● **Items listed in a dataset**
PR #30, opened 2024-03-20
Basic vengeance implementation

Swillis57:
More prep work for warrior masteries this time for prot in particular, based on what I could find in simc/wiki pages.

As commented I'm unsure about the exact behavior around non-hit attacks as the information I could dig up was conflicting without any patch notes to mark if/when it changed (aside from a note in 5.4 about dodges and parries continuing to work as they used to, but there's not enough to say if that only became a thing in MoP).

This is all easily tunable later once we can collect more data though. For now this should be enough to let people implement their tank specs.

### DIFF
--- a/sim/core/vengeance.go
+++ b/sim/core/vengeance.go
@@ -49,7 +49,7 @@ func UpdateVengeance(sim *Simulation, character *Character, tracker *VengeanceTr
 	}
 
 	// TODO: verify that stam actually shows up in this formula, currently implemented as simcraft has it
-	apBonusMax := character.GetStat(stats.Stamina) + 0.1*character.GetStat(stats.Health)
+	apBonusMax := character.GetStat(stats.Stamina) + 0.1*character.MaxHealth()
 	tracker.apBonus = Clamp(tracker.apBonus, 0, apBonusMax)
 
 	tracker.recentMaxAPBonus = math.Max(tracker.apBonus, tracker.recentMaxAPBonus)
--- a/sim/core/vengeance.go
+++ b/sim/core/vengeance.go
@@ -34,7 +34,7 @@ func UpdateVengeance(sim *Simulation, character *Character, tracker *VengeanceTr
 
 		// Decay existing bonus by half of the rate
 		decay := VengeanceAPDecayRate / 2
-		tracker.apBonus *= (1 - decay)
+		tracker.apBonus -= (decay * tracker.apBonus)
 
 		// Add 5% of damage taken in the last 2 seconds
 		tracker.apBonus += 0.05 * tracker.eligibleDamage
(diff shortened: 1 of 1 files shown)


sim/core/vengeance.go
```diff
@@ -0,0 +1,104 @@
...
+		// damage if the tank has been hit in the last 2 seconds
+		baseAPBonus := tracker.eligibleDamage / 3.0
+		tracker.apBonus = math.Max(tracker.apBonus, baseAPBonus)
+	} else {
+		// No hits in the last 2 seconds - apply full decay
+		tracker.apBonus -= (VengeanceAPDecayRate * tracker.recentMaxAPBonus)
+	}
+
+	// TODO: verify that stam actually shows up in this formula, currently implemented as simcraft has it
+	apBonusMax := character.GetStat(stats.Stamina) + 0.1*character.GetStat(stats.Health)
```
rosenrusinov, line 52: I think we prefer if we do any health queries trough the HealthBar so change `character.GetStat(stats.Health)` to `character.MaxHealth()`

sim/core/vengeance.go
```diff
@@ -0,0 +1,104 @@
...
+
+	// Vengeance "ticks" every 2 seconds to update the AP buff
+	character.RegisterResetEffect(func(sim *Simulation) {
+		StartPeriodicAction(sim, PeriodicActionOptions{
+			Period: time.Second * 2,
+			OnAction: func(sim *Simulation) {
+				UpdateVengeance(sim, character, tracker, vengAura)
+			},
+		})
+	})
```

● **What is expected**
Print all the records precisely.

● **Expected answer**
PR #30, opened 2024-03-20
Basic vengeance implementation

Swillis57:
More prep work for warrior masteries this time for prot in particular, based on what I could find in simc/wiki pages.

As commented I'm unsure about the exact behavior around non-hit attacks as the information I could dig up was conflicting without any patch notes to mark if/when it changed (aside from a note in 5.4 about dodges and parries continuing to work as they used to, but there's not enough to say if that only became a thing in MoP).

This is all easily tunable later once we can collect more data though. For now this should be enough to let people implement their tank specs.

### DIFF
--- a/sim/core/vengeance.go
+++ b/sim/core/vengeance.go
@@ -49,7 +49,7 @@ func UpdateVengeance(sim *Simulation, character *Character, tracker *VengeanceTr
 	}
 
 	// TODO: verify that stam actually shows up in this formula, currently implemented as simcraft has it
-	apBonusMax := character.GetStat(stats.Stamina) + 0.1*character.GetStat(stats.Health)
+	apBonusMax := character.GetStat(stats.Stamina) + 0.1*character.MaxHealth()
 	tracker.apBonus = Clamp(tracker.apBonus, 0, apBonusMax)
 
 	tracker.recentMaxAPBonus = math.Max(tracker.apBonus, tracker.recentMaxAPBonus)
--- a/sim/core/vengeance.go
+++ b/sim/core/vengeance.go
@@ -34,7 +34,7 @@ func UpdateVengeance(sim *Simulation, character *Character, tracker *VengeanceTr
 
 		// Decay existing bonus by half of the rate
 		decay := VengeanceAPDecayRate / 2
-		tracker.apBonus *= (1 - decay)
+		tracker.apBonus -= (decay * tracker.apBonus)
 
 		// Add 5% of damage taken in the last 2 seconds
 		tracker.apBonus += 0.05 * tracker.eligibleDamage
(diff shortened: 1 of 1 files shown)


sim/core/vengeance.go
```diff
@@ -0,0 +1,104 @@
...
+		// damage if the tank has been hit in the last 2 seconds
+		baseAPBonus := tracker.eligibleDamage / 3.0
+		tracker.apBonus = math.Max(tracker.apBonus, baseAPBonus)
+	} else {
+		// No hits in the last 2 seconds - apply full decay
+		tracker.apBonus -= (VengeanceAPDecayRate * tracker.recentMaxAPBonus)
+	}
+
+	// TODO: verify that stam actually shows up in this formula, currently implemented as simcraft has it
+	apBonusMax := character.GetStat(stats.Stamina) + 0.1*character.GetStat(stats.Health)
```
rosenrusinov, line 52: I think we prefer if we do any health queries trough the HealthBar so change `character.GetStat(stats.Health)` to `character.MaxHealth()`

sim/core/vengeance.go
```diff
@@ -0,0 +1,104 @@
...
+
+	// Vengeance "ticks" every 2 seconds to update the AP buff
+	character.RegisterResetEffect(func(sim *Simulation) {
+		StartPeriodicAction(sim, PeriodicActionOptions{
+			Period: time.Second * 2,
+			OnAction: func(sim *Simulation) {
+				UpdateVengeance(sim, character, tracker, vengAura)
+			},
+		})
+	})
```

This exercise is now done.